门口却没有一辆经过的马车,王诩急急地抱着冉儿直到冲到了闹市,不顾一切地拦在了一辆马车跟前。
“作死啊!赶着去投胎啊!没长眼睛的东西!”车夫骂骂咧咧地拉住了马车。
王诩无视车夫的呵斥,抱着冉儿冲上了马车,将冉儿小心翼翼地放进了车中。
“诶诶诶,光天化日之下,你这是干什么?当心我报官啊!”马车夫朝着王诩威胁道。
“快,快去找杭州最好的大夫,快!”王诩语无伦次地朝着车夫喊道。
“快滚下去,你以为你是谁啊?耽搁了我……诶诶你要干什么?”王诩一把抓住车夫的衣领,怒睁着通红的眼睛,俊朗的面容扭曲在一起,狰狞道:“快带我去找杭州城最好的大夫,你要多少钱我给你多少,否则,我要你的命!”
“好好好,有话好好说,你放手,我带你去。”车夫哆哆嗦嗦地打着马朝着杏林院方向去了。
“快点,再快点。”王诩看着马车内呼吸愈渐微弱的冉儿,心急如焚。
“再快车轱辘就要断了。”马车夫一边使劲打着马,一边抱怨道。
好在杏林院也不甚远,马车飞奔了一阵,便听车夫朝着车内道:“杏林院到了。”
“多谢。”王诩抱着冉儿冲下马车,踉踉跄跄地朝着杏林院内狂奔。
“大夫!大夫!”王诩搂着冉儿站在满是杏花纷飞的杏林院内大喊。
“嚷嚷什么,你是何人?竟敢跑到此处放肆?”一个仙风道骨,白须白眉的老者白了王诩一眼。
“大夫,求求你,求求你救救我娘子。”王诩抱着冉儿立刻跪倒在老者面前。
“诶,你不是王家公子吗?怎地竟然活过来了?”老者奇怪地看着王诩,有些不可置信。
王诩跪着用膝盖蹭到了老者脚边接连哀求道:“大夫求求你看看我娘子,她…她得重病了。”

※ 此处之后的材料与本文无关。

PR #652, opened 2022-10-03
Patch for supporting backticks in GenericDialect

### LINKED ISSUE #632: Backticks in ObjectName argument to DESCRIBE fails to parse, dialect behavior specialization
The library cannot currently parse this under the generic dialect:

```
DESCRIBE namespace.`table`;
```

I tried making my own dialect that added backticks to the delimited identifier characters, but it's not actually possible to make that work with the library modified as-is.

The reason is because of code like this that special-cases behavior based on known vs. unknown dialects:

https://github.com/sqlparser-rs/sqlparser-rs/blob/6c8f31c367ac75ea29be030bad244c0c6a2fafee/src/parser.rs#L4388

When I define my own dialect, I hit this fallback case and it fails on _many_ examples that worked fine with the GenericDialect:

https://github.com/sqlparser-rs/sqlparser-rs/blob/6c8f31c367ac75ea29be030bad244c0c6a2fafee/src/parser.rs#L4427

This is deeply problematic. The trait API gives me no way to identify my dialect with a family or type of dialect that I can tell. This means that as soon as I want to do something as simple as extending the GenericDialect with an extra identifier delimiter, all my tests start failing for reasons that were initially mysterious.

Here's the temporary hack I'm using to work around the problem:

https://github.com/bitemyapp/sqlparser-rs/commit/96c9b0df314821e5a285fb090afc629218aa2049#diff-5638cd35d93e9e77be12ed5b86d621439eb7ed698fd2eba0e8a496a9b8ba208cR60

I am willing to submit a patch to rectify this but I am fairly bothered by the `dialect_of!(…)` stuff. Is there a way to make my custom Dialect be identified as a library-defined dialect? I don't think I can override that `impl dyn Dialect` method as `dyn Dialect` is a type and not a class of types with a trait in common. Please let me know if I am wrong.

Would you mind if I submitted an MR to hoist that machinery out of the dyn/Any hack into a trait method with a default that preserves the existing behavior. I'm open to alternatives, especially ones that involve less work, as well.

bitemyapp:
This was needed for the Athena SQL parsing I've been doing.

Fixes #632 632

### DIFF
--- a/tests/sqlparser_hive.rs
+++ b/tests/sqlparser_hive.rs
@@ -29,6 +29,19 @@ fn parse_table_create() {
     hive().verified_stmt(iof);
 }
 
+fn generic() -> TestedDialects {
+    TestedDialects {
+        dialects: vec![Box::new(GenericDialect {})]
+    }
+}
+
+#[test]
+fn parse_describe() {
+    let describe = r#"DESCRIBE namespace.`table`"#;
+    hive().verified_stmt(describe);
+    generic().verified_stmt(describe);
+}
+
 #[test]
 fn parse_insert_overwrite() {
     let insert_partitions = r#"INSERT OVERWRITE TABLE db.new_table PARTITION (a = '1', b) SELECT a, b, c FROM db.table"#;
@@ -258,12 +271,8 @@ fn parse_create_function() {
         _ => unreachable!(),
     }
 
-    let generic = TestedDialects {
-        dialects: vec![Box::new(GenericDialect {})],
-    };
-
     assert_eq!(
-        generic.parse_sql_statements(sql).unwrap_err(),
+        generic().parse_sql_statements(sql).unwrap_err(),
         ParserError::ParserError(
             "Expected an object type after CREATE, found: FUNCTION".to_string()
         )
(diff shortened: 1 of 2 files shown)


bitemyapp:
I've pushed a cleaned up version here that should be fine.

tests/sqlparser_hive.rs
```diff
@@ -29,6 +29,12 @@ fn parse_table_create() {
     hive().verified_stmt(iof);
 }
 
+#[test]
+fn parse_describe() {
```
alamb, line 33: Given this was a change to the generic Dialect (the default impl) can you also please add a test in `parser_generic.rs` as well?

alamb (commented):
Thanks for the contribution @bitemyapp

tests/sqlparser_hive.rs
bitemyapp: Yep, I think that makes sense. Thank you! 3rd kid in as many years born Monday (first daughter!), will get to it in a few days I think.

alamb: > 3rd kid in as many years born Monday (first daughter!

Congratulations and good luck!

alamb:
Marking as draft so I know it isn't waiting on review anymore

tests/sqlparser_hive.rs
bitemyapp: >can you also please add a test in parser_generic.rs as well?

I've added a generic test in the Hive test. parser_common was mostly about "all dialects", this change is just hive and generic. There are other Hive tests testing generic such that I factored out the dialect value creation into a function.

I think the remaining thing here is lifting the backtick out of the trait default implementation out to Hive and Generic's trait impls. What do you think?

“你活过来就算是奇迹了,不过这世间哪有那么多好事,你娘子没救了,回去吧。”老者瞅了一眼王诩怀中的女子,移开两步,不耐地说道。
“大夫,你看都没看,怎么就知道她没救了,求求你看看,求求你了。”王诩抱着冉儿艰难地跪着,再次跪移到老者面前,拉住他的衣衫哀求道。
“气血不足,风寒入体,你看她脸颊时红时白,额头泛青。小姐的身子,做了丫鬟的事,又无滋补,当然得送命了。”老者不满地说道。